Wierd thing for about 3 years I always assumed that I was by myself and managed to work around it, even trying laughing it off even though it was eating me up inside. Which worked a little as I could handle some social situations, but all this time I knew that it was builiding up inside and I often had random outburst of rage with my family, friends and especially myself.

I decided that I needed to tackle this head on, and put myself in a situation where I would have to put myself out there, so I applyd for a visa to work abroad in Canada......

Wieredly enough, just me applying for the visa gave me a huge boast of confidence, as rather than asking the usual questions like 'whats the problem with me' I felt that I was doing something to change myself for the better. I took this new confidence out to Canada, and whenever I felt that people would 'judge' me negatively I just kept saying that I will never see them again in my life, so why should I care?!

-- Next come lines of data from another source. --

PR #9146, opened 2015-02-05
asyncwrap: fix constructor condition for early ret

trevnorris:
AsyncWrap should always properly propagate asynchronous calls to any
child that is created. Regardless whether kCallInitHook is currently
active. The previous logic would always return early if kCallInitHook
wasn't set.

R=@tjfontaine


misterdjules:
Adding to the 0.12.1 milestone as discussed.

trevnorris:
Landed on 605329d7f77.

PR #9153, opened 2015-02-06
Fixes compile error if configured without ssl

dmitry-yudakov:
If node is configured with **--without-ssl** _node_crypto.h_ is not included in _node.cc_, 
but variables declared in it are still used - it leads to compile error.

This change disables **--enable-ssl2** and **--enable-ssl3** options for given configuration.


jasnell:
Closing as duplicate of https://github.com/joyent/node/pull/25862. Can reopen if that is incorrect.

Issue #9074, opened 2015-01-21
_http_agent does not reuse keepAlive sockets if maxSockets = 2


andrasq:
node v0.11 and v0.12 reuse sockets for requests configured as keepAlive = true (yay!)

However, if the Agent is configured for maxSockets = 2, a new socket is used for each connection, in spite of keepAlive = true (as seen with `netstat -na | grep TIME_WAIT | wc -l`).  Each run of the script below will put 10 sockets into TIME_WAIT state.  Changing maxSockets away from 2, to 1 or 3 or 4 or 5 or 20, each run will use only 1 or 2 sockets.

To reproduce:

```
http = require('http');

reqOptions = {
    host: 'google.com',
    port: 80,
    path: '/',
    agent: new http.Agent({
        keepAlive: true,
        maxSockets: 2,
    }),
};

nloops = 10;
function requestLoop() {
    req = http.request(reqOptions, function(res) {
        res.on('error', function(err) {
            console.log(err);
        });
        res.on('data', function(chunk){
            // ignore
        });
        res.on('end', function(){
            if (nloops-- > 0) requestLoop();
        });
    });
    req.end();
};

requestLoop();
```

PR #25600, opened 2015-06-30
Fix keepAlive/maxSockets #9074

wcherif84:
Total number of sockets (used + free) must be less than or equal to maxSockets parameters. So the "count" variable must be greater than maxSockets, and not greater than or equal to maxSockets.


jasnell:
@wcherif84 .. thank you for the patch... A test case along with this change would be ideal.

PR #25603, opened 2015-06-30
Deprecate RC4 ciphers from the default ciphers list

misterdjules:
This PR consolidates previous PRs from @jasnell (https://github.com/joyent/node/pull/14413, https://github.com/joyent/node/pull/14572) and myself (https://github.com/joyent/node/pull/23947) and allows us to have one single place where we can take a look at the current status of deprecating RC4 from the default ciphers list used by node v0.10.x, discuss it, and make changes.

The list of commits hasn't been squashed to preserve the history behind these changes. If this PR lands, its commits will be squashed. Before that, we want to make sure we understand all the implications of these changes.

### DIFF
--- a/lib/crypto.js
+++ b/lib/crypto.js
@@ -134,7 +134,11 @@ exports.createCredentials = function(options, context) {
 
   if (options.cert) c.context.setCert(options.cert);
 
-  if (options.ciphers) c.context.setCiphers(options.ciphers);
+  if (options.ciphers) {
+    c.context.setCiphers(options.ciphers);
+  } else {
+    c.context.setCiphers(binding.DEFAULT_CIPHER_LIST);
+  }
 
   if (options.ca) {
     if (Array.isArray(options.ca)) {
--- a/lib/crypto.js
+++ b/lib/crypto.js
@@ -135,9 +135,9 @@ exports.createCredentials = function(options, context) {
 
   if (options.ciphers) {
     c.context.setCiphers(options.ciphers);
-  } else if (!(process._usingV1038Ciphers() && options.ciphers === undefined)) {
+  } else if (!(process._usingV1040Ciphers() && options.ciphers === undefined)) {
     // Set the ciphers to the default ciphers list unless
-    // --enable-legacy-cipher-list=v0.10.38 was passed on the command line and
+    // --enable-legacy-cipher-list=v0.10.40 was passed on the command line and
     // no ciphers value was passed explicitly. In that case, we want to
     // preserve the previous buggy behavior that existed in v0.10.x until
     // v0.10.39, otherwise, a lot of client code might be broken. Server
--- a/lib/crypto.js
+++ b/lib/crypto.js
@@ -41,6 +41,7 @@ var constants = process.binding('constants');
 
 var stream = require('stream');
 var util = require('util');
+var tls = require('tls');
 
 // This is here because many functions accepted binary strings without
 // any explicit encoding in older versions of node, and we don't want
@@ -114,7 +115,6 @@ function Credentials(secureProtocol, flags, context) {
 
 exports.Credentials = Credentials;
 
-
 exports.createCredentials = function(options, context) {
   if (!options) options = {};
 
@@ -136,7 +136,14 @@ exports.createCredentials = function(options, context) {
 
   if (options.ciphers) {
     c.context.setCiphers(options.ciphers);
-  } else {
+  } else if (!(tls.usingV1038Ciphers() && options.ciphers === undefined)) {
+    // Set the ciphers to the default ciphers list unless
+    // --enable-legacy-cipher-list=v0.10.38 was passed on the command line and
+    // no ciphers value was passed explicitly. In that case, we want to
+    // preserve the previous buggy behavior that existed in v0.10.x until
+    // v0.10.39, otherwise, a lot of client code might be broken. Server
+    // side TLS/HTTPS code always sets a default cipher list explicitly so it
+    // never reaches this, even for versions < v0.10.39.
     c.context.setCiphers(binding.DEFAULT_CIPHER_LIST);
   }
 
--- a/lib/crypto.js
+++ b/lib/crypto.js
@@ -41,7 +41,6 @@ var constants = process.binding('constants');
 
 var stream = require('stream');
 var util = require('util');
-var tls = require('tls');
 
 // This is here because many functions accepted binary strings without
 // any explicit encoding in older versions of node, and we don't want
@@ -136,7 +135,7 @@ exports.createCredentials = function(options, context) {
 
   if (options.ciphers) {
     c.context.setCiphers(options.ciphers);
-  } else if (!(tls.usingV1038Ciphers() && options.ciphers === undefined)) {
+  } else if (!(process._usingV1038Ciphers() && options.ciphers === undefined)) {
     // Set the ciphers to the default ciphers list unless
     // --enable-legacy-cipher-list=v0.10.38 was passed on the command line and
     // no ciphers value was passed explicitly. In that case, we want to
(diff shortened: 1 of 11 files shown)


jasnell:
@misterdjules ... awesome, will review in detail this evening.

lib/crypto.js
```diff
@@ -134,7 +134,18 @@ exports.createCredentials = function(options, context) {
 
   if (options.cert) c.context.setCert(options.cert);
 
-  if (options.ciphers) c.context.setCiphers(options.ciphers);
+  if (options.ciphers) {
+    c.context.setCiphers(options.ciphers);
+  } else if (!(tls.usingV1038Ciphers() && options.ciphers === undefined)) {
```
misterdjules: This looks like a slippery slope, but that's the current state of the discussion. Basically, I'm concerned that having to maintain this type of changes will be a major headache in the future. At the same time, the current consensus was that this would prevent a lot of TLS client code from breaking, since it currently doesn't set a default cipher suite if not passed explicitly.

lib/tls.js
```diff
@@ -1327,6 +1330,21 @@ function normalizeConnectArgs(listArgs) {
...
+function usingV1038Ciphers() {
+  var argv = process.execArgv;
+  if ((argv.indexOf('--enable-legacy-cipher-list=v0.10.38') > -1 ||
+       process.env['NODE_LEGACY_CIPHER_LIST'] === 'v0.10.38') &&
+      DEFAULT_CIPHERS === _crypto.getLegacyCiphers('v0.10.38')) {
+        return true;
+  }
+  return false;
+}
+exports.usingV1038Ciphers = usingV1038Ciphers;
```
misterdjules: I'm wondering if we could find a better place to add that as a public API, or even better _not_ make this a public API.

misterdjules:
Worth noting: 

1. `test/external/ssl-options/test.js` passes (it was updated in this PR, so one thing we want to make sure is that the changes to these tests make sense and do not hide potential regressions).

2. Local `make test` passes on OSX with no regression.

3. Tests on all other supported platforms are running on Jenkins for [UNIX](http://jenkins.nodejs.org/job/node-review-unix/) and [Windows](http://jenkins.nodejs.org/job/node-review-windows/).

misterdjules:
@jasnell Thank you very much! We're getting there :+1:

misterdjules:
Confirmed no regression on [UNIX](http://jenkins.nodejs.org/job/node-review-unix/338/) or [Windows](http://jenkins.nodejs.org/job/node-review-windows/200/).

lib/tls.js
jasnell: @misterdjules ... Yes, my original intent was for this to be internal only but given the need to expose this is crypto.js also, this was the quick fix. Perhaps what we need is to push the usingV1038Ciphers into the `process.binding('crypto')` API instead.

jasnell:
btw, given that we're now on `v0.10.40`, the references to `V1038` should be updated.

lib/crypto.js
misterdjules: @jasnell Actually, this is specific to v0.10.x versions, so we won't have to maintain it in the v0.12.x branch and later. If we're on the same page regarding this then I'm fine with it.

lib/tls.js
```diff
@@ -1335,6 +1338,16 @@ exports.connect = function(/* [port, host], options, cb */) {
   var defaults = {
     rejectUnauthorized: '0' !== process.env.NODE_TLS_REJECT_UNAUTHORIZED
   };
+  if (!process._usingV1040Ciphers()) {
```
misterdjules: @jasnell I don't think that this change is needed given that we have https://github.com/joyent/node/pull/25603/files#diff-437b078f0e3aa5b13790315b3813fd4fR138 too. Or am I missing something?

That would have the nice side effect of not needing to expose `_usingV1040Ciphers` publicly.

lib/crypto.js
```diff
@@ -134,7 +133,18 @@ exports.createCredentials = function(options, context) {
 
   if (options.cert) c.context.setCert(options.cert);
 
-  if (options.ciphers) c.context.setCiphers(options.ciphers);
+  if (options.ciphers) {
+    c.context.setCiphers(options.ciphers);
+  } else if (!(process._usingV1040Ciphers() && options.ciphers === undefined)) {
```
misterdjules: @jasnell Per https://github.com/joyent/node/pull/23947#issuecomment-101849036, we could replace this with:
```
} else if (!(process._usingV1040Ciphers()) {
```
since we said that `null` and `undefined`would mean "use the default ciphers list`. That would also mean that the empty string would make node use the empty string unless the v0.10.40 legacy cipher is used, but that also sounds reasonable.

misterdjules:
@jasnell Added another round of comments, and pushed a few cleanup commits: https://github.com/misterdjules/node/commit/9783a82ac3c5e739b43d79008de53b852e9c83f5, https://github.com/misterdjules/node/commit/bd74d90a1adcb51f27f32a7d30a3996793d40335 and https://github.com/misterdjules/node/commit/ca77baeaf4a97c97b3d30bdb02b8c8fa4724ca27.

jasnell:
@misterdjules ... sorry for the delay on reviewing. This LGTM.

jasnell:
@misterdjules ... @mhdawson and I were discussing this change further. At this point, given the issues, we may want to just back off on the legacy cipher list switch and omit that entirely as it seems to be the most contentious piece. While having the legacy switch there helped us out with out particular situation, it's not critical and does increase the potential maintenance cost. So, with that in mind, let's split this into separate PRs: one that changes the default cipher list to remove RC4 in v0.10 and one that adds only the `--cipher-list` switch for overriding the default. I will also open a new PR against nodejs/node master that adds the `--cipher-list` switch to master.

src/node.cc
```diff
@@ -2566,6 +2566,8 @@ static void PrintHelp() {
          "  --max-stack-size=val set max v8 stack size (bytes)\n"
          "  --enable-ssl2        enable ssl2\n"
          "  --enable-ssl3        enable ssl3\n"
+         "  --cipher-list=val    specify the default TLS cipher list\n"
+         "  --enable-legacy-cipher-list=v0.10.40 \n"
```
thefourtheye: Extra space before \n

src/node.cc
```diff
@@ -2577,6 +2579,8 @@ static void PrintHelp() {
          "NODE_MODULE_CONTEXTS   Set to 1 to load modules in their own\n"
          "                       global contexts.\n"
          "NODE_DISABLE_COLORS    Set to 1 to disable colors in the REPL\n"
+         "NODE_CIPHER_LIST       Override the default TLS cipher list\n"
+         "NODE_LEGACY_CIPHER_LIST=v0.10.40\n"
```
thefourtheye: Shouldn't the description explain what this does?

src/node_crypto.cc
```diff
@@ -4190,6 +4197,43 @@ static void array_push_back(const TypeName* md,
...
+// (see http://v8.googlecode.com/svn/trunk/samples/shell.cc)
+const char* ToCString(const node::Utf8Value& value) {
+  return *value ? *value : "<string conversion failed>";
+}
+
+const char* LegacyCipherList(const char * ver) {
+  if (ver == NULL) {
+    return NULL;
+  }
+  if (strncmp(ver, "v0.10.40", 8) == 0) {
```
thefourtheye: In other places in the PR, length + 1 is used

jasnell:
@thefourtheye... This entire PR is likely to be refactored significantly.

jasnell:
Specifically, the legacy cipher list switch will probably be dropped entirely.

thefourtheye:
@jasnell Ah, good that you told me :-)

jasnell:
@misterdjules ... the `--tls-cipher-list` switch has landed in nodejs/node master. Let's close this PR here and open a new one that just does the RC4 deprecation. We can backport the `--tls-cipher-list` change separately. We can drop the legacy switch entirely at this point. Going to go ahead and close but reopen if you feel it's necessary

Now that I am back home, its like I have a new outlook on life, and whenever I feel like there is a situation where I am overwhealmed, I think back on the courage it took for me to live in another country, and off course all the great memory's that I have taken back from my 8 month stay

I would very much recomend travelling to any SA suffers, but Im sure there are many other ways of dealing with it. The underling point I wish to make is that confronting the problem will make you stronger, rather than building up worry's in your head until it feels that your sufforcated by the fear

Good luck with whatever path you choose!


----------



## forever_dreamer (Jul 8, 2008)

Congrats! Glad it worked out for you! Maybe I should travel or something buy anyway I'm glad you're doing better!


----------



## kanarazu (Jul 4, 2009)

I looooove this idea! Even getting out of the city seems to help, but going to another country where no one knows you sounds like a great idea


----------



## Oppilolik (Jul 11, 2009)

I've been wanting to travel for a bit, I know there was this program where you could go work on a farm in Iceland for 3 months, everything was sorted for you, accommodation, food, tools and what not, all you had to do was get yourself there (and a visa I suppose). I'm thinking of doing it sometime in the next 3 years.

Also nice to see someone else from Hampshire, UK.


----------



## TheUnwelcome (Jul 9, 2009)

Yes I think of traveling as well all the time. The problem is that I feel kinda trapped here at the moment. I am so close to getting my degree and I receive financial aid so I don't want to just leave right now and dump it.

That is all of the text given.